→ **What this task involves**: Go through the material and pull out every line with the string "fish" in it.

→ **Supplied entries**:

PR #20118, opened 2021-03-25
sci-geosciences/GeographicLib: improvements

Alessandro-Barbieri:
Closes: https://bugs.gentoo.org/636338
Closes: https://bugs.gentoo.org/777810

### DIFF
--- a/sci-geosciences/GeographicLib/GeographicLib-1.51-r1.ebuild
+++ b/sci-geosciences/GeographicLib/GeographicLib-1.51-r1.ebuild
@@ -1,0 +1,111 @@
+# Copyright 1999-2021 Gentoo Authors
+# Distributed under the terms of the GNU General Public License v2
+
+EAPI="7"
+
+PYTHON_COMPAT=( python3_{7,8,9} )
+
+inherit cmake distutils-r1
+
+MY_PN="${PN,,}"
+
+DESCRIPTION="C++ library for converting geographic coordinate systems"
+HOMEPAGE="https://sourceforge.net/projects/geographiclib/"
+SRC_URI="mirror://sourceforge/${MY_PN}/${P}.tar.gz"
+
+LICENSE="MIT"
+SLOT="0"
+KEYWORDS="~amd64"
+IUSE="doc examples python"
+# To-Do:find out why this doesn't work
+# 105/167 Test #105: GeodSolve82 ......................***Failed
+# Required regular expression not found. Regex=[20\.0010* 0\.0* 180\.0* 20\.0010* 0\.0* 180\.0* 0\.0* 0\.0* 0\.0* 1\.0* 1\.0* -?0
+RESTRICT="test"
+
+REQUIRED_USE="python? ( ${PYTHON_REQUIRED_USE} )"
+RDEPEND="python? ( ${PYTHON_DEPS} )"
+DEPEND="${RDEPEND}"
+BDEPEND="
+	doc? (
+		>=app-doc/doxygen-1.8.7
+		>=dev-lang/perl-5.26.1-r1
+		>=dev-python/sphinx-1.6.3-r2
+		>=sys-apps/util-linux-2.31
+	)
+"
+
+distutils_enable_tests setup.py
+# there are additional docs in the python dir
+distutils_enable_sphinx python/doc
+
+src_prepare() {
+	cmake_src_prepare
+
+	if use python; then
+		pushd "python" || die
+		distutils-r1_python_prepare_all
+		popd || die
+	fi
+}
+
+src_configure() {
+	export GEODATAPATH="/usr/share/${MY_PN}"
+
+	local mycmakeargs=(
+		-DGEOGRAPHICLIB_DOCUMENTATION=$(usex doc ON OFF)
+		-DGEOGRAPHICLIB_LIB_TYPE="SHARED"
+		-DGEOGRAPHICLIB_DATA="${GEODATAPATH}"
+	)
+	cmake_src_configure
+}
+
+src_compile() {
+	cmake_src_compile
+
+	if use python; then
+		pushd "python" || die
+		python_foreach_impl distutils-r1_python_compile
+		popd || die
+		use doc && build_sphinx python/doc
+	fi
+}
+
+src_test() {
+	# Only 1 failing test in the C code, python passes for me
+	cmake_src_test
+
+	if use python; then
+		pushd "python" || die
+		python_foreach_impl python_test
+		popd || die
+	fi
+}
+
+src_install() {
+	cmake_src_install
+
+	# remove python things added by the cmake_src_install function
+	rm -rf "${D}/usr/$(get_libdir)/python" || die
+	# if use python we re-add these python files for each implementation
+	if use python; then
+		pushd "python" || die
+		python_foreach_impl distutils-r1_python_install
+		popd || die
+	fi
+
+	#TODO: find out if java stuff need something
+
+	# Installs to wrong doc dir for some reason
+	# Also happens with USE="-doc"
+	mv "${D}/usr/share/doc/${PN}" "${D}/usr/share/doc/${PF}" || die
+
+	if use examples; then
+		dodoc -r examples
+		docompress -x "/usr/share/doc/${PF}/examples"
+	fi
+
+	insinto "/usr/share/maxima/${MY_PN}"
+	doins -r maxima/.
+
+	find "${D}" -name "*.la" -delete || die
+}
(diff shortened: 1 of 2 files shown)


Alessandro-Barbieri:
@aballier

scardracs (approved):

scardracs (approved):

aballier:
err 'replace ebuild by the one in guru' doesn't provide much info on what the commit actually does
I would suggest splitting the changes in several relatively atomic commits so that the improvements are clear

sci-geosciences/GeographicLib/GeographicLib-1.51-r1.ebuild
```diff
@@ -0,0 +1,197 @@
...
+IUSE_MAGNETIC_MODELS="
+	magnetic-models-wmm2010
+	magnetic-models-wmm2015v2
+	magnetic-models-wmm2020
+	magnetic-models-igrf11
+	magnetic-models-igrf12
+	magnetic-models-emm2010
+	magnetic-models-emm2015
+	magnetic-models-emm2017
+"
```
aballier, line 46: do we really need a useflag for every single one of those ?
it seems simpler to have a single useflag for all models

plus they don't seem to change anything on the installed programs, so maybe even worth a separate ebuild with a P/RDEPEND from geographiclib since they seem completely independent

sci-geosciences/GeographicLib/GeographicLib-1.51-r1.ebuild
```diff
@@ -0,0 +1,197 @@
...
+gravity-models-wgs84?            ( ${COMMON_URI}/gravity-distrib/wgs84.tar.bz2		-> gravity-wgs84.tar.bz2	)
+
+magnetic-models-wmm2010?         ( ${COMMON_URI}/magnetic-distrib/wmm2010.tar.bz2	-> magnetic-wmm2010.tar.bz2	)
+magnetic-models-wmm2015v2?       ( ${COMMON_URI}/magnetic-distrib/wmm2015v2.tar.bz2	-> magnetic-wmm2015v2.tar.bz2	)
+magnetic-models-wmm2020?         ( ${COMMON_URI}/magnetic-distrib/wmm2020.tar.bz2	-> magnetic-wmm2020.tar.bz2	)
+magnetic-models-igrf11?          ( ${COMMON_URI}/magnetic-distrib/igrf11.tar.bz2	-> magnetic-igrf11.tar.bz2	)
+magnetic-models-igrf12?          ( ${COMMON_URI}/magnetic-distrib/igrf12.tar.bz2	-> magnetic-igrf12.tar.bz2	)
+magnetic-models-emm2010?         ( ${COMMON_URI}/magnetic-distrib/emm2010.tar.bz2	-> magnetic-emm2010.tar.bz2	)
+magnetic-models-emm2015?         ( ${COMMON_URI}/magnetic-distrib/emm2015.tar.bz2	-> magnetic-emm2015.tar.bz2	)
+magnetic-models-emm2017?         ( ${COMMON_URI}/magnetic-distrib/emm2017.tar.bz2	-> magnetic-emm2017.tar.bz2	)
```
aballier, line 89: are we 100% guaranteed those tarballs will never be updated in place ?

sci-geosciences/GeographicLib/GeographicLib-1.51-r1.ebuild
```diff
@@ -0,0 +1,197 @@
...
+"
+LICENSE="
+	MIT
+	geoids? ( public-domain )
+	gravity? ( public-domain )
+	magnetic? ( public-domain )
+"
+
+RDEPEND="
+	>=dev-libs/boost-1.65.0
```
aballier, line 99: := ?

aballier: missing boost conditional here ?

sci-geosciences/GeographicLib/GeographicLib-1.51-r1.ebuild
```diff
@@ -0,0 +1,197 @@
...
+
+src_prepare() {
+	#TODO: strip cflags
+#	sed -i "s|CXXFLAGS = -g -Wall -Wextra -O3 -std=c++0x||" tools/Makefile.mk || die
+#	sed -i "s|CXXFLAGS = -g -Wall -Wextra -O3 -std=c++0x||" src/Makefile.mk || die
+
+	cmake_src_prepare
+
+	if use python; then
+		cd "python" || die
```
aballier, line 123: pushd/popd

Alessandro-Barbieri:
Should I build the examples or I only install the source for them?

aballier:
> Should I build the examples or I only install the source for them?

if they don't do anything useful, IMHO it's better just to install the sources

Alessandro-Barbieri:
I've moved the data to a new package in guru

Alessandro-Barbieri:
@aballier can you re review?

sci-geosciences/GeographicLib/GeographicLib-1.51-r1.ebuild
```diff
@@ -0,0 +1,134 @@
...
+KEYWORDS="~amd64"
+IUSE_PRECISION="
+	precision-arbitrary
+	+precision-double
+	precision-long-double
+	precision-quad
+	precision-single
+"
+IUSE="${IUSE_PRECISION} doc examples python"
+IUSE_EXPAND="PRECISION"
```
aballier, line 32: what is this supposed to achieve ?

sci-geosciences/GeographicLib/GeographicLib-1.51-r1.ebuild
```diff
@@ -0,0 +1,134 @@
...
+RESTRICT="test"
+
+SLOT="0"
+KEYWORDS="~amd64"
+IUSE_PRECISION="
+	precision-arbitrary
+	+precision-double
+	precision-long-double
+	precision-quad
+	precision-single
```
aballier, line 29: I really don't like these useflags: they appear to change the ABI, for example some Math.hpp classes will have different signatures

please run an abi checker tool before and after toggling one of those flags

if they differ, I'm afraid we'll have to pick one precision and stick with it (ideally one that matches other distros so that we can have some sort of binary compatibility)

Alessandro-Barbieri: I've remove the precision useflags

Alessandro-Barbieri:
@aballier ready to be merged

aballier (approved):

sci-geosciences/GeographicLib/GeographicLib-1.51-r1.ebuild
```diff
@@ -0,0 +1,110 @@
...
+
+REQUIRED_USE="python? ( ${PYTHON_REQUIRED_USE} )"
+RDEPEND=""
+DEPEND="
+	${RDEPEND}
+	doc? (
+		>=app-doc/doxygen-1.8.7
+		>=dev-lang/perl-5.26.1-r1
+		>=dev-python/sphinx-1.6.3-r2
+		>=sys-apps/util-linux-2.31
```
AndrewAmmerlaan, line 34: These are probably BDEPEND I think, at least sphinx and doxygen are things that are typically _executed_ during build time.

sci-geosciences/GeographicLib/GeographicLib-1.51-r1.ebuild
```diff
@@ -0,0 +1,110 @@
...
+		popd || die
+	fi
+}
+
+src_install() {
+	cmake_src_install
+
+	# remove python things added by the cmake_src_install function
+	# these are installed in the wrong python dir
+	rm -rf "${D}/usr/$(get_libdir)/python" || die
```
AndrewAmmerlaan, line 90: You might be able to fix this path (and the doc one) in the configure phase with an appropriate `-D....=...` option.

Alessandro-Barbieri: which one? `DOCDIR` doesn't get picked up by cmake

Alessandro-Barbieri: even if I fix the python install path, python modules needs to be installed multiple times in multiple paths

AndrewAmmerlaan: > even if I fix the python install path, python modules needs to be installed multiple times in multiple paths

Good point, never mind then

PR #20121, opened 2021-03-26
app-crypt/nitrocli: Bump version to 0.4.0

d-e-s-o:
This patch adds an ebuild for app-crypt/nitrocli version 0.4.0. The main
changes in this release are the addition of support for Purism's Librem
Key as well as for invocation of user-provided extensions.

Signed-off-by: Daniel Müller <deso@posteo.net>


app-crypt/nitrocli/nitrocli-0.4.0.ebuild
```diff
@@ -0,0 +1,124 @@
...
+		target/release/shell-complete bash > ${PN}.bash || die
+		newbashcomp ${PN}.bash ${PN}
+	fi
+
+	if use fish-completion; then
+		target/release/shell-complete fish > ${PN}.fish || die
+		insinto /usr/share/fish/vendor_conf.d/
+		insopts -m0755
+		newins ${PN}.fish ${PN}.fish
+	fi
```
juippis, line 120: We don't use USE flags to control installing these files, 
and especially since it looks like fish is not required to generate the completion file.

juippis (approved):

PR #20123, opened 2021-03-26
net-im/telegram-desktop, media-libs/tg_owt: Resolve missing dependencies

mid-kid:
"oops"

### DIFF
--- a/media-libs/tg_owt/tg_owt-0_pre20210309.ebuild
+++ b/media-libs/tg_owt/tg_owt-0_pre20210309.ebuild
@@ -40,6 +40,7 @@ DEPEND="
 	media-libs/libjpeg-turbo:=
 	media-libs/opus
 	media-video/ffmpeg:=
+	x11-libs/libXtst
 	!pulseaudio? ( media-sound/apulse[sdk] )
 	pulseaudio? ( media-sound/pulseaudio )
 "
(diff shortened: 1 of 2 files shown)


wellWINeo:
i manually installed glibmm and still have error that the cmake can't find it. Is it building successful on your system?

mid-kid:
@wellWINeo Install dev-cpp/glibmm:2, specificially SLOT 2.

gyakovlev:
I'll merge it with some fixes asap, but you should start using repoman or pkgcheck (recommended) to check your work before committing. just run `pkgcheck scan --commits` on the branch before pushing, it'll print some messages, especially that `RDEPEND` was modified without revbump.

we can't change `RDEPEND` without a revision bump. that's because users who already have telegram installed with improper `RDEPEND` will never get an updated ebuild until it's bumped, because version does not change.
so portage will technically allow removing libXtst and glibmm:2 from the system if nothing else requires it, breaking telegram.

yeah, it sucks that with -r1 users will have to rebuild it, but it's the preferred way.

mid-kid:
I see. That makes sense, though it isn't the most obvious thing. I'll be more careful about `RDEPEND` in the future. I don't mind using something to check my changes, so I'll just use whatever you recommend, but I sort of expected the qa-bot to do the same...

→ **Response area**:
+	if use fish-completion; then
+		target/release/shell-complete fish > ${PN}.fish || die
+		insinto /usr/share/fish/vendor_conf.d/
+		newins ${PN}.fish ${PN}.fish
and especially since it looks like fish is not required to generate the completion file.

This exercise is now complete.